Advertisement

PAKISTAN: Osama bin Laden’s wife questioned, scrutinized in wake of raid

Share

This article was originally on a blog post platform and may be missing photos, graphics or links. See About archive blog posts.

Amal Sadah, 29, became Osama bin Laden’s fifth wife a year before the terrorist attack of Sept. 11, according to CNN. The Yemeni bride was 18; the Al Qaeda leader was 43.

Sheikh Rashed Mohammed Saeed Ismail, an Al Qaeda leader in Yemen, told the Yemen Post in 2008 that he arranged the marriage.

Advertisement

“I was the match-maker for his wife Amal al-Sadah, who was one of my students,’ Ismail said.

He said he accompanied the young bride-to-be to Afghanistan in July 2000.

Last year, Ismail described Sadah to journalist Hala Jaber as pious.

“Even at her young age, she was religious and spiritual enough, and believed in the things that Bin Laden -- a very religious, pious and spiritual man -- believed in,’ he said.


Bin Laden’s then-bodyguard claimed to have delivered the dowry.

“The sheikh gave me $5,000 and told me to deliver it to a certain man in Yemen and that man in his turn took the money to the bride’s family,’ Abu Jandal told the Al-Quds Al-Arabi newspaper in 2005. About a year later, shortly after the Sept. 11 attacks, Sadah gave birth to a daughter, CNN reported. It was not clear whether the couple had any other children.

The passport of a Yemeni woman who appeared to be Sadah was found at the compound in Abbottabad, Pakistan, where Bin Laden was killed, but the name is not an exact match, CNN reported.

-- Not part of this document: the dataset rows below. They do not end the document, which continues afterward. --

Issue #899, opened 2020-07-27
Align input options for `--include` and `--subset` arguments


ebeahan:
#### Summary

There is inconsistency between the expected inputs for the `--include` and `--subset` arguments:

`--include`: Expects a single directory containing the YAML schema files
`--subset`: Expects a single subset definition YAML file. Will accept a directory but execution fails with an exception.

#### Proposal

The documentation (#893) has been improved to clarify, but the difference does cause confusions for users (#843). Propose adjusting each feature to accept both individual files or directories as valid inputs.

djptek:
@ebeahan can I take this one?

ebeahan:
@djptek Absolutely!

djptek:
PR submitted https://github.com/elastic/ecs/pull/1519

ebeahan:
Resolved via #1519

PR #1519, opened 2021-07-15
Align input options for --include and --subset arguments

djptek:
- If submitting schema/fields updates, have you generated new artifacts by running `make` and committed those changes? Y
- Have you added an entry to the [CHANGELOG.next.md](https://github.com/elastic/ecs/blob/master/CHANGELOG.next.md)? Y

Addresses https://github.com/elastic/ecs/issues/899


djptek:
In Draft as need to add tests

djptek:
low level tests passing, working with include, exclude, subset. next step add higher level tests

CHANGELOG.next.md
```diff
@@ -10,6 +10,8 @@ Thanks, you're awesome :-) -->
 
 ### Schema Changes
 
+* Align input options for --include and --subset arguments #1519
```
kgeller, line 13: This is more of a tooling addition than a schema change, right?

kgeller (approved):
Looks great Dominic!

CHANGELOG.next.md
djptek: Indeed, thanks for spotting @kgeller

ebeahan:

Yemeni officials told CNN they could not identify the passport and the Pakistani government had not requested to repatriate anyone at the compound.

CNN reported that a Pakistani military spokesman said Sadah told interrogators she didn’t leave the walled compound where the Al Qaeda leader was killed for five years.

Sadah, who was wounded in the U.S. raid that killed Bin Laden Sunday, said she lived in the compound with eight of Bin Laden’s children and five others from another family, Pakistani Maj. Gen. Athar Abbas told CNN. All have been in Pakistani custody since the raid and will eventually be returned to their country of origin, Abbas said.